--- THE TASK ---
Copy exactly, please, the lines of the data from its start through the line containing "Adds support for".

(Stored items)
——————
PR #776, opened 2023-09-28
feat: fetch node keys from subnet certificate

krpeacock:
# Description

Adds support for pulling subnet ID and node public keys out of a Certificate, and making them available for the `subnet` path in CanisterStatus.

Involves some refactoring of certificate decoding, so we introduce `lookupResultToBuffer` to constrain the `Cert.lookup` method to its existing return types. This means that a `HashTree` with type empty will be returned as `undefined`, preserving existing behavior. However, the `lookup_path` function will now return `HashTree`s.

This will support the upcoming certified queries feature

Fixes # (issue)

# How Has This Been Tested?

new tests, including fresh certificates from application and system subnets on local and mainnet, on `dfx 0.15.0`

# Checklist:


packages/agent/src/agent/http/__certificates__/goldenCertificates.test.ts
dfx-json, line 1: are these like the golden tickets in willy wonka?

packages/agent/src/certificate.ts
```diff
@@ -21,20 +21,35 @@ interface Cert {
...
+
+export { NodeId };
 
 export type HashTree =
-  | [NodeId.Empty]
-  | [NodeId.Fork, HashTree, HashTree]
-  | [NodeId.Labeled, ArrayBuffer, HashTree]
-  | [NodeId.Leaf, ArrayBuffer]
-  | [NodeId.Pruned, ArrayBuffer];
+  | [typeof NodeId.Empty]
```
dfx-json, line 37: how did this not produce a type error before?

packages/agent/src/certificate.ts
```diff
@@ -59,19 +74,38 @@ export function hashTreeToString(tree: HashTree): string {
...
+        return `sub(\n left:\n${indent(left)}\n---\n right:\n${indent(right)}\n)`;
+      } else {
+        throw new Error('Invalid tree structure for fork');
+      }
     }
     case NodeId.Labeled: {
-      const label = labelToString(tree[1]);
-      const sub = hashTreeToString(tree[2]);
-      return `label(\n label:\n${indent(label)}\n sub:\n${indent(sub)}\n)`;
+      if (tree[1] instanceof ArrayBuffer && tree[2] instanceof ArrayBuffer) {
```
dfx-json, line 86: some links to the spec as a comment would be helpful here imo

dfx-json (approved):
Looks good. Nice work @krpeacock 👍

packages/agent/src/certificate.ts
krpeacock: The JS agent's decoding logic simply didn't cover this case. The `/subnet` path never decoded correctly. 

At some point, the entire certificate ought to be re-written, modeled after the rust library for comprehensiveness

packages/agent/src/certificate.ts
krpeacock: This entire utility function doesn't seem to work and it has no tests. I only modified it in order to make it type safe with the other lookup changes

packages/agent/src/certificate.ts
```diff
@@ -172,7 +208,50 @@ export class Certificate {
...
+          'tdb26-jop6k-aogll-7ltgs-eruif-6kk7m-qpktf-gdiqx-mxtrf-vb5e6-eqe',
+        ).toUint8Array(),
+        certificate: new ArrayBuffer(0),
+      };
+    }
+    const nodeTree = lookup_path(['subnet', delegation?.subnet_id as ArrayBuffer, 'node'], tree);
+    const nodeForks = flatten_forks(nodeTree as HashTree) as HashTree[];
+    nodeForks.length;
+
+    this.#nodeKeys = nodeForks.map(fork => {
```
ShuoWangNSL, line 242: Here `nodeKeys` is an array of public keys. 
When we verify the node signature, we know the node id and would like to find the corresponding public. For this purpose, should `nodeKeys`  be a map from node id to public key?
——————
--- ANSWER TO THIS EXERCISE ---
PR #776, opened 2023-09-28
feat: fetch node keys from subnet certificate

krpeacock:
# Description

Adds support for pulling subnet ID and node public keys out of a Certificate, and making them available for the `subnet` path in CanisterStatus.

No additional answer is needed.